I had lost faith entirely.

It's always sobering coming back down to earth, when you had been on a magical carpet ride of 8-0 football, against opponents who weren't terrible (but maybe weren't as good as they were before, ahem, looking at you Auburn). Doubt is a painful emotion, not because it comes around suddenly but because it creeps under your skin until the next thing you know, you can't even look in the mirror anymore at your orange shirt because deep down you know the wide-eyed innocence of pure unadultered fandom is no longer yours. You have questions about the special teams, you moan the inefficiency of the defense, and your quarterback is not really "your" quarterback so much.

So while I enjoyed the fact that we won last weekend, I couldn't really take any credit for believing that we'd do it. I didn't even watch the game until the fourth quarter, preferring instead to catch up with an old favorite of mine that I hadn't seen in a while.

(500) Days of Summer is, to my mind, the coolest, intentionally cool romantic comedy of our current age. But when I first saw it, and on subsequent viewings, I missed the point; I thought the film was indeed a love story, despite the protestations of the voiceover at the beginning. But upon rewatching it, and after experiencing a personal epiphany of which I may or may not elaborate later, I got it: the film isn't about love, but how to fall in love, and how not to fall in love is ably demonstrated by Tom, the protagonist with whom I couldn't help identify because we have both been known to misread The Graduate and wear Joy Division t-shirts. Behind the indie-rock soundtrack and Zooey(sic) Deschanel's blue eyes, it's the story of how we often talk ourselves into believing things that just aren't so.
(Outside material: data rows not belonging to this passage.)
PR #1657, opened 2026-06-08
feat(publish): configurable audio codec settings via a codec config

kixelated:
## Summary

The audio encoder ([`js/publish/src/audio/encoder.ts`](js/publish/src/audio/encoder.ts)) hardcoded its Opus settings: bitrate (`channelCount * 32kbps`) and frame duration (20ms), with no way to tune the rest of the Opus knobs. Worse, the frame duration only fed the catalog `jitter` field. It was never set on the actual WebCodecs `AudioEncoderConfig`, so the encoder always used its default.

This PR makes the encoder settings configurable through a single, codec-specific `codec` prop on `Audio.EncoderProps`, stored as a signal so callers can change it at runtime (e.g. `broadcast.audio.codec.set(...)`).

## API shape

```ts
type Codec = OpusConfig; // future: | AacConfig

type OpusConfig = "opus" | OpusOptions;

type OpusOptions = {
  name: "opus";
  bitrate?: number;        // bits/sec, default channelCount * 32kbps
  frameDuration?: number;  // ms (2.5-60), default 20
  complexity?: number;     // 0-10
  packetlossperc?: number; // 0-100
  useinbandfec?: boolean;  // in-band FEC
  usedtx?: boolean;        // discontinuous transmission
};
```

`codec` defaults to `"opus"`. Pass the bare string for all defaults, or an object to tune. Grouping the settings under `codec` keeps codec-specific tuning in one place and gives a clean extension point: AAC slots in as `| AacConfig` on the union plus a branch in `normalizeCodec`/`#createConfig`, instead of piling loosely-related knobs onto `EncoderProps`.

## Behavior

- **Catalog-shaping settings** (`bitrate`, `frameDuration`) flow through `#config`/`#createConfig` so decoders see them. `frameDuration` is converted to µs and set on `opus.frameDuration` in `toEncoderConfig` (previously it only affected catalog `jitter`, never the encoder), and is still reflected in catalog `jitter`.
- **Encode-only knobs** (`complexity`, `packetlossperc`, `useinbandfec`, `usedtx`) map directly to [`OpusEncoderConfig`](https://developer.mozilla.org/en-US/docs/Web/API/AudioEncoder/configure#opus) and stay out of the catalog (they don't affect decoding). Collected by `#opusOptions`, omitting unset values so the browser keeps its defaults.
- A single `#runConfig` effect reconciles the catalog-shaping settings into `#config` when `codec` changes, with an equality guard so it can't loop on its own write. Both `#runConfig` and the `serve` reconfigure effect read the `codec` signal, so any runtime change reconfigures the encoder.
- Renamed `OPUS_FRAME_DURATION` → `OPUS_FRAME_DURATION_MS` to make the unit explicit.

## Deliberately not exposed

- **`format`** — the MoQ container relies on raw `"opus"` packets; `"ogg"` would break it.
- **`application` / `signal`** — already driven by the source `kind` (voice→voip/voice, other→audio/music).

The active `lib.dom.d.ts` already types `complexity`/`packetlossperc`/`useinbandfec`/`usedtx`/`frameDuration`/`format`; only `application`/`signal` are missing, which is why `OpusEncoderConfigExt` exists.

## Notes for reviewers

- The original task referenced `publish/src/main.ts` and a UI note about a fixed bitrate, but neither exists in the current tree. This PR is the encoder-side support only; UI controls can be wired to `broadcast.audio.codec` in a follow-up.
- Cross-Package Sync: a `js/publish` API addition with no Rust/`hang` counterpart, so no paired updates required.

## Test plan

- [x] `tsc --noEmit` passes (no encoder-related type errors)
- [x] `biome check` clean
- [ ] Manual: publish audio with `codec: { name: "opus", bitrate, frameDuration, complexity, useinbandfec, usedtx }` and confirm the encoder reconfigures and catalog jitter reflects the frame duration

(Written by Claude)

### DIFF
--- a/js/publish/src/audio/encoder.ts
+++ b/js/publish/src/audio/encoder.ts
@@ -10,7 +10,7 @@ import { type Kind, normalizeSource, type Source } from "./types";
 const GAIN_MIN = 0.001;
 const FADE_TIME = 0.2;
 const OPUS_BITRATE_PER_CHANNEL = 32_000;
-const OPUS_FRAME_DURATION = 20;
+const OPUS_FRAME_DURATION_MS = 20;
 
 // Compiled and inlined as a blob URL via vite-plugin-worklet.
 import CaptureWorklet from "./capture-worklet.ts?worklet";
@@ -25,6 +25,12 @@ export type EncoderProps = {
 	sampleRate?: number | Signal<number | undefined>;
 	channelCount?: number | Signal<number | undefined>;
 
+	// Opus bitrate in bits/sec. Defaults to channelCount * 32kbps when unset.
+	bitrate?: number | Signal<number | undefined>;
+
+	// Opus frame duration in milliseconds. Opus supports 2.5-60ms; defaults to 20ms (the real-time default).
+	frameDuration?: number | Signal<number | undefined>;
+
 	container?: Catalog.Container;
 };
 
@@ -38,6 +44,8 @@ export class Encoder {
 	volume: Signal<number>;
 	sampleRate: Signal<number | undefined>;
 	channelCount: Signal<number | undefined>;
+	bitrate: Signal<number | undefined>;
+	frameDuration: Signal<number | undefined>;
 
 	source: Signal<Source | undefined>;
 
@@ -63,9 +71,12 @@ export class Encoder {
 		this.volume = Signal.from(props?.volume ?? 1);
 		this.sampleRate = Signal.from<number | undefined>(props?.sampleRate);
 		this.channelCount = Signal.from<number | undefined>(props?.channelCount);
+		this.bitrate = Signal.from<number | undefined>(props?.bitrate);
+		this.frameDuration = Signal.from<number | undefined>(props?.frameDuration);
 
 		this.#signals.run(this.#runSource.bind(this));
 		this.#signals.run(this.#runGain.bind(this));
+		this.#signals.run(this.#runConfig.bind(this));
 		this.#signals.run(this.#runCatalog.bind(this));
 	}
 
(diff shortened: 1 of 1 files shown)


kixelated:
@coderabbitai review

js/publish/src/audio/encoder.ts
```diff
@@ -282,29 +338,45 @@ function requestedChannelCount(track: MediaStreamTrack): number | undefined {
 	return constraint.exact ?? constraint.ideal ?? constraint.max ?? constraint.min;
 }
 
+// Resolve the bare "opus" shorthand to the full config object so callers can read fields uniformly.
+function normalizeCodec(codec: Codec): OpusConfig {
+	if (codec === "opus") return { mime: "opus" };
+	return codec;
+}
```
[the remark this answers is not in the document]
kixelated: Declining this one. Three reasons: (1) `AudioEncoder.configure()` already range-validates these (complexity 0-10, packetlossperc 0-100, valid Opus frame durations) and throws on bad input, which the encoder's `error` callback surfaces via `track.close(err)`. (2) `normalizeCodec` runs inside reactive effects (`#runConfig` and the `serve` reconfigure effect), not at the `codec.set()` call site, so throwing here would fail inside the effect graph (same place `configure()` already fails) rather than deterministically at the API boundary. (3) The sibling video encoder doesn't range-validate its tuning knobs either (it clamps bitrate), so adding a throw-based validator only here would be inconsistent. Happy to revisit if you'd prefer fail-fast validation across both encoders. (Written by Claude)

js/publish/src/audio/encoder.ts
```diff
@@ -148,18 +175,47 @@ export class Encoder {
...
-			jitter: Catalog.u53(OPUS_FRAME_DURATION),
+			// jitter doubles as the Opus frame duration; toEncoderConfig converts it to µs for WebCodecs.
+			jitter: Catalog.u53(opus.frameDuration ?? OPUS_FRAME_DURATION_MS),
 		};
 	}
 
+	// Reconcile the catalog-shaping codec settings (bitrate, frame duration) when the codec changes,
+	// without waiting for a channel-count change. The equality guard stops this from looping on its
+	// own #config write.
+	#runConfig(effect: Effect): void {
```
kixelated, line 199: This is scary, can you instead do this when `#config` is set? Or make another signal, I don't want a signal that is derived from itself.

kixelated: Fixed in 58ec3d54. Removed the self-referential signal: added a `#captured` signal holding the worklet-observed format (sample rate + channel count), and `#config` is now a pure derivation of `#captured` + `codec` (mirroring how `#catalog` already derives from `#config`). The worklet handlers only write `#captured` now, never read-modify-write `#config`. (Written by Claude)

Fans do that a lot, in the sports world: we want to believe that our teams are better than they are, or if they're not, that there's an explanation for that that's easily definable (i.e., the curse of Bambino, or the Billy Goat). For a lot of Clemson fans, it's just more comforting to believe that we suck, and that we will continue to suck, with occasional flashes of non-sucking thrown in to suck in the new fans year after year. My niece will be surrounded by Clemson fans, so the poor child will have no choice, you see. But I remember the Boston Red Sox of '04 deciding not to overthrow the Bambino so much as ignore the hell out of him, and just keep playing baseball. You do recall how that turned out, right?

For the longest time, at least over a year, I've not had the confidence to be myself around women. I've tried to "woo" them, or whatever, just failing miserably because deep down, I didn't believe any of it. But now, I have to say, my confidence is sorta back. And while I don't think it is any of your business to say what all brought this about, I suppose it will suffice to say that I'm not looking for someone else to make me feel better about myself anymore. Getting fired might have been the best thing that ever happened to me, because it forced me to take a long look at myself and realize that I'm often the reason I can't get anything I want. Self-defeater, party of one. And that's not what falling in love should be about, this urge to define yourself through someone else's eyes. It should be about you saying...I'm good enough, I'm smart enough, and doggone it, people like me.

Okay, bit cliched there at the end, but you catch my drift, imaginary audience to whom I feel I am speaking?

Anyway, time to get back on that horse, only this time I think I'll be a more confident rider. If I'm not...believe me, I'll probably bitch about it here.